The Central Bank of Kenya is considering the use of Cryptocurrency/AFP
NAIROBI, Kenya, Nov 12 – The Central Bank of Kenya (CBK) has announced that its exploring the use of Central Bank Digital Currency (CBDC) as digital currencies take shape globally.
CBK Governor Dr. Patrick Njoroge said the bank is in discussions with other global Central Banks on the possibilities of introducing the CBDC, a move aimed at enhancing the efficiency of cross border payments.
Njoroge who spoke during the sidelines of the Afro – Asia Fintech Festival said CBDCs can slash the time needed for cross border payments in addition to cutting costs significantly.
“We see the benefits would be more cross border. The issue is not to be first, the issue is to do it right,” he revealed.
The move comes after Nigeria launched its digital currency in October dubbed eNaira in the market becoming the first African country to launch a digital currency.

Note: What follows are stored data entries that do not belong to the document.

PR #467, opened 2015-12-31
Adding Fedora 22/23 instructions

subdriven:
Sqlitebrowser is actually being compiled and provided in Fedora 22/23 so it's much easier to get it running.

### DIFF
--- a/BUILDING.md
+++ b/BUILDING.md
@@ -49,6 +49,11 @@ Done. :)
 
 ### CentOS / Fedora Linux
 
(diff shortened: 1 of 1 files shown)


justinclift:
Thanks @subdriven, that's Awesome! :grin:

justinclift:
Hmmm, thinking about this more, that info should probably be in the front page/README.md, not in BUILDING.md (which should have compilation instructions).  Any interest in making that change? :wink:

PR #470, opened 2015-12-31
Updating readme to reflect RPMs for Fedora

subdriven:
Adding to readme since that's where most people will look for this information.


justinclift:
Perfect.  That should put the info in the right place for people to find it easily.

Thanks @subdriven. :smile:

PR #471, opened 2016-01-01
Windows DATE to Date added as display format for Browser Data added.

MyRoGeertGit:
Windows DATE is a date formatted as double, with origin at 1/1/1900. This modification allows to display doubles interpreted as a Windows DATE, similar to the unix epoch display option.

### DIFF
--- a/src/ColumnDisplayFormatDialog.cpp
+++ b/src/ColumnDisplayFormatDialog.cpp
@@ -13,6 +13,7 @@ ColumnDisplayFormatDialog::ColumnDisplayFormatDialog(const QString& colname, QSt
     ui->comboDisplayFormat->addItem(tr("Lower case"), "lower");
     ui->comboDisplayFormat->addItem(tr("Upper case"), "upper");
     ui->comboDisplayFormat->addItem(tr("Unix epoch to date"), "epoch");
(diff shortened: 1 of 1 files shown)


justinclift:
Ahhh, that sounds useful.  @MKleusberg does this look good to merge?  It's a three-liner. :smile:

MKleusberg:
Thanks, @MyRoGeertGit for contributing this :smile: 
I have one small suggestion before merging: can we change the datetime() function to just a date() call? Because as far as I see it's just the date which is stored in the number anyway, so the time part of the string would always be 00:00:00.

MyRoGeertGit:
@MKleusberg 
The fractional part of DATE is the hour/min/sec representation.
eg.: 42372.4709375 represents 2016-01-03 11:18:09.
I propose to add both a date and a datetime format.
date ('1899-12-30', `Date` || " days" ) 
would indeed be shown as 
2016-01-03.

MKleusberg:
Oh I see. I missed the 'double' bit in your original post. Sorry! This way ```datetime()``` does seem like the correct function to use :smile: ```date()``` might not even be needed then...
Thanks a lot for your pull request and for the explanation - I haven't used this date format before but am happy to see that DB4S and the display format feature is used in all sorts of ways :smile:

Nigeria President Muhammadu Buhari said eNaira would increase remittances, foster cross-border trade, improve financial inclusion and enable the government to make welfare payments more easily.

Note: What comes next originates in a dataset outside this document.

PR #549, opened 2016-03-30
- Add Select-All and Deselect-All options to ExportSQL dialog menu

wierzba3:
The export SQL dialog has no option to select or de-select all. I ran into this issue when I wanted to export a subset of a very large database of about 70 tables, so I've added the two self-explanatory buttons.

Alongside innovation, he said, the adoption of a CBDC could improve economic activities and increase Nigerian GDP by $29 billion over the next 10 years.
Meanwhile, Ghana is already testing its CBDC e-Cedi and is working to make the currency available to offline users.
Other African countries exploring the CBDC include South Africa and Rwanda. .
A CBDC is money that exists solely in electronic form, issued and regulated by the nation’s monetary authority and backed by the government.
Central banks across the world are exploring ways to create virtual money as legal tender following the growth in digital payments, cryptocurrency and privately issued stablecoins.
According to the Bank of International Settlements, more than 85 percent of the world’s central banks are working on central bank digital currencies.
The People’s Bank of China has already implemented a digital yuan, and the European Central Bank wants to launch a digital euro by 2025.
“CBDCs have the potential to revolutionize monetary policy. Rather than providing an alternative to national monetary systems, so-called GovCoins would mirror each country’s fiat currency, using blockchain technology to strengthen central bank oversight,” said Alberto Gallo Portfolio Manager at Algebris Investments.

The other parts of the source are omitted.